### GreenDS
# Fundamentals of Data Science
## Example on Unsupervised Machine Learning - Clustering
### Example 03.1

### Introduction

The purpose of this Jupyter Notebook is to demonstrate the process of creating clusters on data for which we do not have a prior classification. We will explore two methods commonly used:
- K-means
- Hierarchical clusterimg

The data to be used is from the Agricultural Census of Portugal, from which data on **level of education**, **labour** data and **production** from 2019 was aggregated in one table, for the level of freguesia.
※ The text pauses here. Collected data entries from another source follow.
Issue #2111, opened 2018-07-05
Support wildcard for Sec-WebSocket-Protocol


chbatey:
Currently netty (https://github.com/netty/netty/issues/1374) has this option and is the default for play. 

Related play issues: https://github.com/playframework/playframework/issues/7943 and https://github.com/playframework/playframework/issues/7895

There's a discussion that play should offer an API for it but having a `*` has the default seems sensible for people migrating from netty to akka http as a backend for play/lagom.

raboof:
The proposed change would be a workaround for the fact that some clients use the list of 'subprotocols' not to select a subprotocol, but to send metadata in the request. That would be fine, but apparently some client libraries check that the server selects one subprotocol from the list (it's not obvious from the spec that the server has to choose?), and this change makes the client happy by just arbitrarily returning one of the values.

I'd really prefer fixing this by having the 'downstream' implementation (i.e. Play) call `handleWebSocketMessagesForOptionalProtocol(handler, requestedProtocols.headOption)` instead of adding support for the current `handleWebSocketMessagesForProtocol(handler, "*")`. Or are there situations where that is not reasonable to expect?

PR #2113, opened 2018-07-06
Support all subprotocols via wildcard

chbatey:
Refs #2111

### DIFF
--- a/akka-http-core/src/main/scala/akka/http/impl/engine/ws/Handshake.scala
+++ b/akka-http-core/src/main/scala/akka/http/impl/engine/ws/Handshake.scala
@@ -25,6 +25,7 @@ import akka.util.OptionVal
 @InternalApi
 private[http] object Handshake {
   val CurrentWebSocketVersion = 13
+  val SubProtocolWildcard = "*"
 
   object Server {
     /**
@@ -109,9 +110,9 @@ private[http] object Handshake {
 
             def handle(handler: Either[Graph[FlowShape[FrameEvent, FrameEvent], Any], Graph[FlowShape[Message, Message], Any]], subprotocol: Option[String]): HttpResponse = {
               require(
-                subprotocol.forall(chosen ⇒ clientSupportedSubprotocols.contains(chosen)),
+                subprotocol.forall(chosen ⇒ chosen == SubProtocolWildcard || clientSupportedSubprotocols.contains(chosen)),
                 s"Tried to choose invalid subprotocol '$subprotocol' which wasn't offered by the client: [${requestedProtocols.mkString(", ")}]")
-              buildResponse(key.get, handler, subprotocol)
+              buildResponse(key.get, handler, subprotocol, clientSupportedSubprotocols)
             }
 
             def handleFrames(handlerFlow: Graph[FlowShape[FrameEvent, FrameEvent], Any], subprotocol: Option[String]): HttpResponse =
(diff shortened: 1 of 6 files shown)


akka-http/src/main/scala/akka/http/javadsl/server/directives/WebSocketDirectives.scala
```diff
@@ -66,6 +68,8 @@ abstract class WebSocketDirectives extends SecurityDirectives {
    * the request is rejected with an [[UnsupportedWebSocketSubprotocolRejection]] rejection.
    *
    * To support several subprotocols you may chain several `handleWebSocketMessagesForOptionalProtocol` routes.
+   *
+   * To support any subprotocol `*` can be used.
```
ktoso:
```
`"*"` can be used 
```

docs/src/test/scala/docs/http/scaladsl/server/directives/WebSocketDirectivesExamplesSpec.scala
```diff
@@ -137,6 +137,29 @@ class WebSocketDirectivesExamplesSpec extends RoutingSpec {
...
+    val wsClient = WSProbe()
+    WS("/all-sub-protocols", wsClient.flow, Seq("cat", "dog")) ~> route ~> check {
+      expectWebSocketUpgradeWithProtocol { protocol =>
+        protocol shouldEqual "cat"
+        wsClient.sendMessage("ping")
+        wsClient.expectMessage("ping")
+        wsClient.sendCompletion()
+        wsClient.expectCompletion()
+      }
+    }
```
ktoso: test obviously implemented by a cat lover 🐈  ;-)

akka-http-core/src/main/scala/akka/http/impl/engine/ws/Handshake.scala
```diff
@@ -144,15 +145,20 @@ private[http] object Handshake {
...
+        selectSubProtocol(requestedProtocols, subprotocol).toList :::
           List(
             UpgradeHeader,
             ConnectionUpgradeHeader,
             `Sec-WebSocket-Accept`.forKey(key),
             UpgradeToWebSocketResponseHeader(handler)))
+
+    // subprotocol has been validated to be either * or in the list
+    private[akka] def selectSubProtocol(requestedProtocols: immutable.Seq[String], subprotocol: Option[String]): Option[`Sec-WebSocket-Protocol`] = {
+      subprotocol.map(sp ⇒ `Sec-WebSocket-Protocol`(Seq(if (SubProtocolWildcard.eq(sp)) requestedProtocols.head else sp)))
```
raboof: Why not `sp == SubProtocolWildcard`? Weems obscure to rely on object equality here since it'd assume the `"*"` passed in by e.g. Play is interned (or refers to this constant)?

akka-http/src/main/scala/akka/http/javadsl/server/directives/WebSocketDirectives.scala
ktoso: It's a bit unfortunate that we have `Optional[String]` and not a select function here hm...

chbatey:
An alternative would be to offer a directive that accepts a function from `Seq[Protocol] -> Option[Protocol]` from the user which always matches but makes the user pick the protocol rather than us just selecting the first.

akka-http/src/main/scala/akka/http/javadsl/server/directives/WebSocketDirectives.scala
raboof: Actually I think passing in the selected subprotocol as a parameter rather than a function here makes sense, since you have to have to provide a `Flow` which implements the subprotocol you select, so subprotocol selection must be done before creating the `Flow` anyway.

chbatey:
Yeah @raboof that makes a lot more sense, was being stupid! Play uses the low level API but can do it there as well.

raboof:
Should be fixed upstream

## 1. Prepare your environment and explore data

Import the necessary modules and the data file.

In [None]:
# import libraries
import numpy as np
import pandas as pd
import seaborn as sns
from matplotlib import pyplot as plt

%matplotlib inline

Data was extracted from the dms_INE database, using the SQL script stored at the *script* directory of this project. Import data to a Pandas Dataframe:

In [None]:
# read data
census_df = pd.read_csv("./raw-data/data_agric_census_freg.csv")
census_df.shape

We can see that the file contains 3068 rows and 16 columns. Let us see the structure of the Pandas dataframe:

In [None]:
census_df.info()

We can also see a preview of the table:

In [None]:
census_df.head()

The table contains 16 columns. The first three are the freguesia (the operational unit of the table), its municipality and the NUTS 2 level. The following columns correspond to education (e prefix), labour (l prefix) and the final two to the production value, in euros, and production area, in hectars.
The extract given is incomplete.